Nervous homeowners on edge as mortgage rates hit highest level since 2016 with market fading fast
The latest Bank of England data found last week that net borrowing of mortgage debt by individuals decreased to £5.3bn in June, from £8bn in May.
Approvals for house purchases, an indicator of future borrowing, decreased to 63,700 in June, from 65,700 in May, which is below the 12-month pre-pandemic average up to February 2020 of 66,700.
Approvals for remortgaging, which only capture remortgaging with a different lender, decreased to 44,000 in June, from 47,200 in May.
The ‘effective’ interest rate – the actual interest rate paid – on newly drawn mortgages increased by 20 basis points to 2.15 per cent in June, effectively the highest since 2016.

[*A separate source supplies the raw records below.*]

PR #1055, opened 2024-07-31
feat: open entrypoint with custom hostname

### LINKED ISSUE #1039: Redirect UI open button to serve alternative IP if --host flag is used
A recently shipped [feature](https://github.com/glasskube/glasskube/pull/1027) allows for the use of the `--host` flag to be appended to `glasskube serve` which serves the Glasskube UI on a host different to the default `localhost`. 

The `Open` button  in the package UI is still associated with localhost (even when the `--host` flag is in use) and therefore is rendered unusable if running glasskube on a remote browserless VM. 

For the `Open` button to be associated to whichever IP that is specified by the `--host` flag. To allow for normal entrypoint access even on remote VMs

christophenne:
Closes #1039

## ✅ Checks

### DIFF
--- a/pkg/open/open.go
+++ b/pkg/open/open.go
@@ -42,7 +42,7 @@ func NewOpener() *opener {
 }
 
 func (o *opener) Open(
-	ctx context.Context, pkg ctrlpkg.Package, entrypointName string, port int32) (*OpenResult, error) {
+	ctx context.Context, pkg ctrlpkg.Package, entrypointName string, host string, port int32) (*OpenResult, error) {
 
 	if err := o.initFromContext(ctx); err != nil {
 		return nil, err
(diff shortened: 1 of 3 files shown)


kosmoz (changes requested):
This implementation doesn't support an important convention (which the `--host` flag for `serve` does support): specifying an empty host means listening on all interfaces. here, it looks like it is going to default to "localhost" instead

kosmoz:
Because it doesn't look like the `portforward` package supports this behavior (even though the stdlib `net` package does), one way to emulate it would be using "localhost" as a default value for the host flag and defaulting to "0.0.0.0" in the `open` package.

pkg/open/open.go
```diff
@@ -304,10 +312,24 @@ func getLocalPort(entrypoint v1alpha1.PackageEntrypoint) int32 {
...
+}
+
+func getBrowserUrl(host string, entrypoint v1alpha1.PackageEntrypoint) string {
+	if host == "" {
+		host = "localhost"
+	}
 	url := url.URL{
 		Scheme: "http",
-		Host:   fmt.Sprintf("localhost:%v", getLocalPort(entrypoint)),
+		Host:   fmt.Sprintf("%v:%v", host, getLocalPort(entrypoint)),
```
kosmoz, line 332: could be replaced with `net.JoinHostPort`

kosmoz (approved):

PR #1069, opened 2024-08-05
feat(cli): add --dry-run to uninstall command

### LINKED ISSUE #1061: `glasskube uninstall` should support `--dry-run`
Just as many other commands, `uninstall` should have a `--dry-run` option to simulate package uninstallation. 

**Additional context**
#629

hanshal101:
Closes #1061 
Fixes #1061 

## 📑 Description
This PR adds the `DryRun` options to the uninstall command

## ✅ Checks

### DIFF
--- a/cmd/glasskube/cmd/uninstall.go
+++ b/cmd/glasskube/cmd/uninstall.go
@@ -17,6 +17,7 @@ var uninstallCmdOptions = struct {
 	Yes    bool
 	KindOptions
 	NamespaceOptions
+	DryRunOptions
 }{
 	KindOptions: DefaultKindOptions(),
 }
@@ -67,13 +68,13 @@ var uninstallCmd = &cobra.Command{
 		}
 
 		if uninstallCmdOptions.NoWait {
-			if err := uninstaller.Uninstall(ctx, pkg); err != nil {
+			if err := uninstaller.Uninstall(ctx, pkg, uninstallCmdOptions.DryRun); err != nil {
 				fmt.Fprintf(os.Stderr, "\n❌ An error occurred during uninstallation:\n\n%v\n", err)
 				cliutils.ExitWithError()
 			}
 			fmt.Fprintln(os.Stderr, "Uninstallation started in background")
 		} else {
-			if err := uninstaller.UninstallBlocking(ctx, pkg); err != nil {
+			if err := uninstaller.UninstallBlocking(ctx, pkg, uninstallCmdOptions.DryRun); err != nil {
 				fmt.Fprintf(os.Stderr, "\n❌ An error occurred during uninstallation:\n\n%v\n", err)
 				cliutils.ExitWithError()
 			}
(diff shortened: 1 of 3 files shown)


christophenne (dismissed):
@hanshal101 please test your implementation again, when running `glasskube uninstall cyclops --dry-run`, the command never finishes or seems to wait forever.

hanshal101:
Hey @christophenne sorry for the late update, this error was caused in the `awaitDeletion` function, here I have passed the `isDryRun` bool to check if its true then return nil.

pkg/uninstall/uninstall.go
```diff
@@ -30,28 +30,31 @@ func (obj *uninstaller) WithStatusWriter(sw statuswriter.StatusWriter) *uninstal
...
 	obj.status.Start()
 	defer obj.status.Stop()
-	err := obj.delete(ctx, pkg)
+	err := obj.delete(ctx, pkg, isDryRun)
 	if err != nil {
 		return err
 	}
-	return obj.awaitDeletion(ctx, pkg)
+
+	return obj.awaitDeletion(ctx, pkg, isDryRun)
```
kosmoz, line 41:
```suggestion
	if isDryRun {
		return nil
	} else {
		return obj.awaitDeletion(ctx, pkg)
	}
```

pkg/uninstall/uninstall.go
```diff
@@ -64,7 +67,11 @@ func (uninstaller *uninstaller) delete(ctx context.Context, pkg ctrlpkg.Package)
 	}
 }
 
-func (obj *uninstaller) awaitDeletion(ctx context.Context, pkg ctrlpkg.Package) error {
+func (obj *uninstaller) awaitDeletion(ctx context.Context, pkg ctrlpkg.Package, isDryrun bool) error {
+	if isDryrun {
+		return nil
+	}
+
```
kosmoz, line 74:
```suggestion
func (obj *uninstaller) awaitDeletion(ctx context.Context, pkg ctrlpkg.Package) error {
```

kosmoz (changes requested):
I think it would be better to keep the logic out of the await function (see suggestions below).

Also, I think there should be some feedback that dry run mode is enabled. See for example the configure command: https://github.com/hanshal101/glasskube/blob/26abda901fab05ceee737a99c710997f48b6c453/cmd/glasskube/cmd/configure.go#L51-L53

kosmoz:
> Also, I think there should be some feedback that dry run mode is enabled. See for example the configure command: https://github.com/hanshal101/glasskube/blob/26abda901fab05ceee737a99c710997f48b6c453/cmd/glasskube/cmd/configure.go#L51-L53

Please add some feedback that dry-run is enabled.

hanshal101:
Code updated !!!

cmd/glasskube/cmd/uninstall.go
```diff
@@ -66,14 +67,18 @@ var uninstallCmd = &cobra.Command{
 			}
 		}
 
+		if uninstallCmdOptions.DryRun {
+			fmt.Fprintln(os.Stderr, "🔎 Dry-run mode is enabled. Nothing will be changed.")
+		}
+
```
kosmoz, line 73: Please move this so that it is shown before the uninstall details and confirmation prompt

kosmoz (approved):

PR #1089, opened 2024-08-08
docs: gitops integration

christophenne:
## ✅ Checks


pmig (changes requested):
We should also document the git subcommand in the bootstrap command documentation, else it looks good. On point :-)

pmig (approved):

PR #1094, opened 2024-08-10
feat(package-operator): add package repository validating webhook

### LINKED ISSUE #871: Webhook Validator for `PackageRepository` deletion
`PackageRepository` resources can be deleted, even if there are packages installed from that repository.

There should be a webhook validator in the operator, that, when a `PackageRepository` is about to be deleted, should check whether there are no packages installed from that repository. There should be a validation error, if packages from the repo are still installed. 

**Additional context**
There are already some webhook validations in place, e.g. for `ClusterPackage` resources.

botchk:
Closes #871 

## 📑 Description
Adds a validating webhook for the package repository resource
* Upon deletion of a repository, or update of the URL of a repository, the following validation is performed:
  * If no packages are installed, the delete/update proceeds as normal. If packages are installed, an error with the list of installed packages is shown
  * ```
    k delete packagerepositories.packages.glasskube.dev test
    Error from server (Forbidden): admission webhook "vpackagerepository.kb.io" denied the request: dependent package(s) installed: [{ingress-nginx v1.9.5+1 test}]
    ```

## ✅ Checks

## ℹ Additional Information
<!-- Any additional information like breaking changes, dependencies added, screenshots, comparisons between new and old behavior, etc. -->

### DIFF
--- a/PROJECT
+++ b/PROJECT
@@ -37,6 +37,9 @@ resources:
   kind: PackageRepository
   path: github.com/glasskube/glasskube/api/v1alpha1
   version: v1alpha1
+  webhooks:
+    validation: true
+    webhookVersion: v1
 - api:
     crdVersion: v1
     namespaced: true
--- a/cmd/cert-manager/main.go
+++ b/cmd/cert-manager/main.go
@@ -21,7 +21,7 @@ var (
 	webhookConfigName = "glasskube-validating-webhook-configuration"
 	namespace         = "glasskube-system"
 	certDir           = ""
-	webhookNames      = []string{"vpackage.kb.io", "vclusterpackage.kb.io"}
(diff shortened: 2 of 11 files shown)


yeahservice:
@hanshal101 I've added the validating webhook skeleton. Next up would be the implementation of checking for installed packages from this repository (+tests). Let me know if you want to do this.

We should also consider the use case when the URL  from an repository is updated. In this case the packages offered by the repository can completely change. So we probably also shouldn't allow this when packages from this repository are currently installed.

yeahservice:
@christophenne I've added a step by step guide on how to add a new webhook, since there are quite some non-trivial steps involved. Could we add this as guide in the contributing section somewhere? Or at least keep it as comment in the PR to link here for future webhook implementations.

kosmoz (approved):
Good work, LGTM!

Discussing the figures with City A.M. this morning, Andrew Fisher, chief commercial officer at digital lending marketplace Freedom Finance, said: “Mortgage borrowing has remained incredibly resilient through the current economic headwinds.”
“But as rates continue to ratchet up and more people come to the end of their historically low fixed-term rates the market is becoming more challenging,” he added.
“The effective interest rate is now 2.15 per cent, its highest level since 2016.”
Andrew Fisher
“The effective interest rate is now 2.15 per cent, its highest level since 2016, which will pose increasing difficulties around affordability, particularly when combined with other significant pressures on household budgets like the soaring price of energy,” he noted.
“The latest Bank of England data already found that banks had cut back mortgage lending at the sharpest rate since the depths of the first lockdown amid fears of a recession.”
“For those who are coming to the end of their fixed-term, borrowers should move quickly and ensure they are shopping around to lock in the best rate they’re eligible for ahead of even higher rates and increasingly choppy financial waters,” Fisher concluded.